Showing how the impacts of traumatic events are collective and generational, Kawamoto draws
interconnections between her family’s displacement and later aspects of her life and juxtaposes the impact of her early experiences and questions of identity, culture, and assimilation. Forced Out will be of great interest to the general reader as well as students and scholars of ethnic studies, Asian American studies, history, education, and mental health.
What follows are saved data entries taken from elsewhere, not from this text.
PR #9958, opened 2025-09-08
Added: covers mode (SBDV-00199), diagnostics (SBDV-00196,00199,00202)

avzasorin-sd:
Adding new features for devices from SDevices:

- covers mode (SBDV-00199)
- child lock (SBDV-00196, SBDV-00199)
- diagnostics and serial number (SBDV-00196, SBDV-00199, SBDV-00202)

PR with additional information about switching SBDV-00199 into covers mode: https://github.com/Koenkk/zigbee2mqtt.io/pull/4126

### DIFF
--- a/src/devices/sber.ts
+++ b/src/devices/sber.ts
@@ -2,18 +2,36 @@ import {Zcl} from "zigbee-herdsman";
 import * as fz from "../converters/fromZigbee";
 import * as tz from "../converters/toZigbee";
 import * as exposes from "../lib/exposes";
+import {logger} from "../lib/logger";
 import * as m from "../lib/modernExtend";
 import * as reporting from "../lib/reporting";
 import * as tuya from "../lib/tuya";
-import type {DefinitionWithExtend, Fz, KeyValue, KeyValueAny, ModernExtend, Tz} from "../lib/types";
+import type {DefinitionWithExtend, Fz, KeyValue, KeyValueAny, ModernExtend, Tz, Zh} from "../lib/types";
 import * as utils from "../lib/utils";
 
 const e = exposes.presets;
 const ea = exposes.access;
 
+const NS = "zhc:sdevices";
 const {tuyaMagicPacket, tuyaOnOffActionLegacy} = tuya.modernExtend;
 const manufacturerOptions = {manufacturerCode: Zcl.ManufacturerCode.SBERDEVICES_LTD};
 const defaultResponseOptions = {disableDefaultResponse: false};
+
+function checkMetaOption(device: Zh.Device, key: string) {
+    if (device != null) {
+        const enabled = device.meta[key];
+        if (enabled === undefined) {
+            return false;
+        }
+        return !!enabled;
+    }
+    return false;
+}
+function setMetaOption(device: Zh.Device, key: string, enabled: boolean) {
+    if (device != null && key != null) {
+        device.meta[key] = enabled;
+    }
+}
 
 const sdevices = {
     fz: {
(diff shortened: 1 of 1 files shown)


src/devices/sber.ts
```diff
@@ -106,11 +124,74 @@ const sdevices = {
                 return result;
             },
         } satisfies Fz.Converter<"manuSpecificSDevices", SberDevices, ["attributeReport", "readResponse"]>,
+        cover_position_tilt: {
+            cluster: "closuresWindowCovering",
+            type: ["attributeReport", "readResponse"],
+            options: [exposes.options.invert_cover()],
+            convert: (model, msg, publish, options, meta) => {
+                const result: KeyValueAny = {};
```
Koenkk, line 117: This adds some code duplication, can you call `tz.cover_position_tilt()` and modify it's result?

src/devices/sber.ts
```diff
@@ -2,19 +2,37 @@ import {Zcl} from "zigbee-herdsman";
...
+        const enabled = device.meta[key];
+        if (enabled === undefined) {
+            return false;
+        }
+        return !!enabled;
+    }
+    return false;
+}
+function setMetaOption(device: Zh.Device, key: string, enabled: boolean) {
+    if (device != null && key != null) {
```
Koenkk: I think this check is not needed?

src/devices/sber.ts
```diff
@@ -2,19 +2,37 @@ import {Zcl} from "zigbee-herdsman";
...
+        device.meta[key] = enabled;
```
Koenkk:
```suggestion
        device.meta[key] = enabled;
        device.save();
```

src/devices/sber.ts
```diff
@@ -2,19 +2,37 @@ import {Zcl} from "zigbee-herdsman";
...
 const e = exposes.presets;
 const ea = exposes.access;
 
+const NS = "zhc:sdevices";
 const {tuyaMagicPacket, tuyaOnOffActionLegacy} = tuya.modernExtend;
 const manufacturerOptions = {manufacturerCode: Zcl.ManufacturerCode.SBERDEVICES_LTD};
 const defaultResponseOptions = {disableDefaultResponse: false};
 
+function checkMetaOption(device: Zh.Device, key: string) {
+    if (device != null) {
```
Koenkk: This check should not be needed? I think this function can be simplified to just `return !!(device.meta[key] ?? false)`

src/devices/sber.ts
avzasorin-sd: done. Also got rid of extra functions

src/devices/sber.ts
avzasorin-sd: I think you are right, this additional check was an artefact from times when dummyDevice was not implemented yet

src/devices/sber.ts
avzasorin-sd: OK

src/devices/sber.ts
avzasorin-sd: I am afraid I do not see how I can achieve this.
The goal was to implement a simplified version of `cover_position_tilt,` because the device does not support some features of `cover_mode` (`calibration`, `maintenance`, `led`), so I do not want them to appear in exposes.

Koenkk: The tz converter doesn't impact what shows up in exposes, this is controlled through `exposes:` on the device definition

avzasorin-sd: OK, but the line you are referring to is from `fz`, not `tz`.
For TZ this converter already uses default `tz.cover_position_tilt`.
But for FZ I had to use a modified copy of `fz.cover_position_tilt` indeed.

After firmware update SBDV-00199 became a very complex device, which can be paired either as a two-button switch, or a window covers controller.
To implement such a complex functionality in a single converter (because model_id stays the same), I had to rename the `state_cover` expose for 3rd endpoint, there the windows cover control is implemented, to `current_state_cover`. During my research, wnen I tried to use non-modified `state_cover` expose name for EP3, I've encountered the following error when trying to change it via frontend:

"z2m: Error: 'close' not allowed, choose between: toggle,off,on"

Possibly this was happening, because converter also has `state_switch_1` and `state_switch_2` exposes for endpoints EP1 and EP2, but those `states` are of `OnOff` type, and for the 3rd endpoint `state_cover` is the state of windows cover. So the following set of exposes:

`state_switch_1`
`state_switch_2`
`state_cover`

did not work, but the following set of exposes worked well:

`state_switch_1`
`state_switch_2`
`current_state_cover`

That is why I had to copy `fz.cover_position_tilt`, `tz.cover_mode` and `tz.cover_state` code, and make small changes to use custom names of exposes instead of default ones.

Koenkk:
Thanks!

2022 Asian/Pacific American Award for Literature, Honor Title, Adult Non-Fiction Literature
2022 Evans Handcart Award Winner

‘The ambivalent positioning of the author and her family in relation to what is arguably the defining experience for Japanese Americans—the experience of incarceration—makes for a fascinating subject of reflection on what it means to be impacted by the traumas of history. The text is all the more compelling because the author herself is a mental health professional who situates herself as one in need of healing. In this way, the book is important as a thoughtful affirmation of the need for greater awareness of psychic and intergenerational trauma.’
Tim Yamamura, University of Northern Arizona
 
Forced Out covers a relatively overlooked aspect of this historical episode, making it an important resource for helping to fill in this gap. Moreover, it will be important for anyone interested in issues of racial and ethnic inequalities, civil liberties, culture and identity development, and trauma.’
—Patti Sakurai, Oregon State University
 
'Relatively little has been written by or about the voluntary evacuees and their experiences, which makes this book a welcome addition to the literature.'
CHOICE

Forced Out pays homage to [Kawamoto’s] parents' untold stories, a candid and personal retrospective that fills in gaps in this ‘backward glance through the time of my life’ and presents an uncommon aspect of Japanese Ameri­can wartime history.’
–Pacific Northwest Quarterly
Judy Y. Kawamoto is a retired psychotherapist. Her experience with the University of Colorado's Asian American Educational Opportunity Program led her to specialize in clinical social work in higher education. She has held positions in that capacity at various institutions, including University of California, Berkeley; Southern Oregon University; and City College of San Francisco, where she focused on exposing students of color to the benefits of therapy and encouraging them to participate.